Key Experimental Results

Main Results (WhodunitBench)

Method MMR CMD RP DM LSU TIU MIU
GPT-4V 58.75 26.43 6.43 24.2% 92.40 51.88 69.25
Gemini-1.5-Pro 57.39 19.20 7.22 16.9% - - -
Qwen2.5-VL-3B baseline - - - - - -
Qwen2.5-VL-3B + Ours Significant Gain Gain Gain Gain Gain Gain Gain

Ablation Study

Configuration Description
SFT Only Establishes basic reasoning but poor role consistency
SFT + RL w/o ScoreAgent Inaccurate reward signals, limited improvement
SFT + ScoreAgent GRPO Improvement in both role consistency and reasoning quality

Key Findings

  • The multi-agent framework successfully generates diverse and logically consistent data, with the CriticAgent feedback mechanism significantly enhancing script quality.
  • Two-stage training is consistently effective across both 3B and 7B model scales.
  • ScoreAgent's role-specific reward design enables the model to learn distinct behavior patterns for murderers versus innocents.
  • GRPO provides particularly significant improvements for role-playing behaviors, where SFT shows limited effectiveness for tasks without standard answers.
  • Low-score examples exhibit clear characteristics: off-topic remarks, self-contradiction, and premature identity exposure.

Highlights & Insights

  • Modeling murder mystery as a reasoning training platform for VLMs is an ingenious task choice, covering challenges such as imperfect information, deception detection, multi-hop reasoning, and multimodal integration.
  • The differentiated reward design of ScoreAgent (different functions for verifiable vs. non-verifiable data) is a practical solution that avoids training a separate reward model for tasks without gold-standard answers.
  • Scalability of the data generation framework: By adding or adjusting specialized Agents, the framework can be adapted to other game-theoretic tasks such as Werewolf or courtroom simulations.

Limitations & Future Work

  • WhodunitBench contains only 50 scripts, leading to a limited evaluation scale.
  • Script generation quality depends on Gemini 2.5 Pro, which results in high costs.
  • Role-playing evaluation still relies primarily on LLM-as-Judge, which is subjective.
  • Real-world multi-player interaction training between multiple VLMs has not been explored.
  • Visual clues are currently simple and do not involve complex scene understanding (e.g., surveillance video analysis).
  • The diversity of training data is limited by the creativity of the generation Agents.
  • vs.
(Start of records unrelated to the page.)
PR #7129, opened 2016-08-30
check parent file exist

### LINKED ISSUE #7128: dbsReader listFilesInBlockWithParents crash on RAW : dataset with no parents
Whilte trying to bring https://github.com/CMSCompOps/WmAgentScripts/blob/master/recover/recoverMissingLumis.py to have parent info

Calling 

blockFileParents = dbsReader.listFilesInBlockWithParents(blockName)

one gets 

/DoubleEG/Run2015D-v1/RAW#fceb85c4-5ce3-11e5-824b-001e67ac06a0

  File "recover/recoverMissingLumis.py", line 666, in <module>
    sys.exit(main())
  File "recover/recoverMissingLumis.py", line 663, in main
    val.group, val.dbsUrl, val.fake, datasetInformation)
  File "recover/recoverMissingLumis.py", line 410, in defineRequests
    blockBlacklist, blockWhitelist, dbsUrl, fakeLocation=fakeLocation)
  File "recover/recoverMissingLumis.py", line 246, in getFiles
    blockFileParents = dbsReader.listFilesInBlockWithParents(blockName)
  File "/data/srv/wmagent/v1.0.17.pre4/sw/slc6_amd64_gcc493/cms/wmagent/1.0.17.pre4/lib/python2.7/site-packages/WMCore/Services/DBS/DBS3Reader.py", line 528, in listFilesInBlockWithParents
    parentLumis = self._getLumiList(lfns = parentsLFNs)
  File "/data/srv/wmagent/v1.0.17.pre4/sw/slc6_amd64_gcc493/cms/wmagent/1.0.17.pre4/lib/python2.7/site-packages/WMCore/Services/DBS/DBS3Reader.py", line 82, in _getLumiList
    for lumisItem in lumiLists:
UnboundLocalError: local variable 'lumiLists' referenced before assignment

admittedly, the block has no parent, it might not be a reason to crash.

ticoann:
fixes #7128

### DIFF
--- a/src/python/WMCore/Services/DBS/DBS3Reader.py
+++ b/src/python/WMCore/Services/DBS/DBS3Reader.py
@@ -74,6 +74,10 @@ class DBS3Reader:
                 lumiLists = []
                 for slfn in grouper(lfns, 50):
                     lumiLists.extend(self.dbs.listFileLumiArray(logical_file_name = slfn))
+            else:
+                # shouldn't call this with both blockName and lfns empty
+                # but still returns empty dict for that case
+                return {}
         except dbsClientException as ex:
             msg = "Error in "
             msg += "DBSReader.listFileLumiArray(%s)\n" % lfns
@@ -531,7 +535,14 @@ class DBS3Reader:
             # Probably a child can have more than 1 parent file
             for fp in f['parent_logical_file_name']:
                 childByParents[fp].append(f['logical_file_name'])
+        
         parentsLFNs = childByParents.keys()
+        
+        if len(parentsLFNs) == 0:
+            msg = "Error in "
+            msg += "DBSReader.listFilesInBlockWithParents(%s)\n There is no parents files" % (
+                fileBlockName)
+            raise DBSReaderError(msg)
 
         parentFilesDetail = []
         #TODO: slicing parentLFNs util DBS api is handling that.


ticoann:
Not sure whether it is right approach, if parent files doesn't exist, it will just return without that information. @amaltaro, Alan please review

src/python/WMCore/Services/DBS/DBS3Reader.py
```diff
@@ -74,6 +74,10 @@ def _getLumiList(self, blockName = None, lfns = None, validFileOnly = 1):
                 lumiLists = []
                 for slfn in grouper(lfns, 50):
                     lumiLists.extend(self.dbs.listFileLumiArray(logical_file_name = slfn))
+            else:
+                # shouldn't call this with both blockNam and lfns empty
```
amaltaro: Just a typo "blockName"

amaltaro:
How about we check the result from `listFileParents()` in L523 and raise an DBSError in case it's empty? I'm not sure we should return something in case parent files are missing, this can lead to much worse behavior in the end.
However, I also don't know if it's possible to have a dataset with parent but parent missing for a block or two ( @ericvaandering do you know?)

ticoann:
I don't think there is case if there is a parent dataset but missing parent blocks.

ticoann:
> How about we check the result from listFileParents() in L523 and raise an DBSError in case it's empty? I'm not sure we should return something in case parent files are missing, this can lead to much worse behavior in the end.

Yes, I think that would be safer since we have different function to only child data. I will update that.

ticoann:
test this please

ticoann:
test this please

src/python/WMCore/Services/DBS/DBS3Reader.py
```diff
@@ -531,7 +535,14 @@ def listFilesInBlockWithParents(self, fileBlockName, lumis = True, validFileOnly
             # Probably a child can have more than 1 parent file
             for fp in f['parent_logical_file_name']:
                 childByParents[fp].append(f['logical_file_name'])
+        
         parentsLFNs = childByParents.keys()
+        
+        if len(parentsLFNs) == 0:
+            msg = "Error in "
+            msg += "DBSReader.listFilesInBlockWithParents(%s)\n There is no patents files" % (
```
amaltaro: parents file, not patents - ewv

amaltaro:
Seangchan, I discussed this issue with Eric and his take on this is that we should not raise an exception if `parentsLFNs` is an empty list. So, we make the DBS service return whatever it knows and then we see if this would cause problems upstream (in the agent or so).

ericvaandering:
I'm going just by the name of the function: return file data *with* parents. If there are no parents, why should I be barred from calling this function?

ericvaandering:
test this please

ticoann:
> I'm going just by the name of the function: return file data with parents. If there are no parents, why should I be barred from calling this function?

Yes, I agree. The question is what would we do when caller pass the blocks without parent.
Precondition for this function is only passes the parameters with parent exists.
So who(what)ever calls this function has to makes sure it is passing blocks/etc with parent files exist.
I think in this case it is correct behavior to raise errors instead of find something break down the stream by accepting empty values from DBS.

vlimant:
I had not paid too much attention to the fix.
How is one supposed to use this eventually ?
How do I check if a block has a parent before passing it to listFilesInBlockWithParents or not ?

ticoann:
You just need to check this flag in the workflow spec.
https://github.com/dmwm/WMCore/blob/master/src/python/WMCore/WMSpec/StdSpecs/StdBase.py#L975

Even if there is parent blocks for input dataset it doesn't mean we process with parents. (only when the flag is set).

WhodunitBench (Xie et al., 2024): WhodunitBench provides an evaluation platform but lacks data. This paper provides a data generation framework and training methodology.
  • vs. AgentInstruct / MATRIX: While those focus on general synthetic data, this work concentrates on structured data generation for imperfect information game scenarios.
  • vs. Reason-RFT / SRPO: Unlike general reasoning enhancement methods, the ScoreAgent design here is specialized for role consistency.

Rating

  • Novelty: ⭐⭐⭐⭐ Utilizing murder mystery as a VLM reasoning training scenario is novel; the multi-agent framework design is thorough.
  • Experimental Thoroughness: ⭐⭐⭐ WhodunitBench scale is limited, and some specific numerical data are incomplete.
  • Writing Quality: ⭐⭐⭐⭐ The framework description is clear, though the length is substantial.
  • Value: ⭐⭐⭐⭐ Makes unique contributions to VLM reasoning training under imperfect information.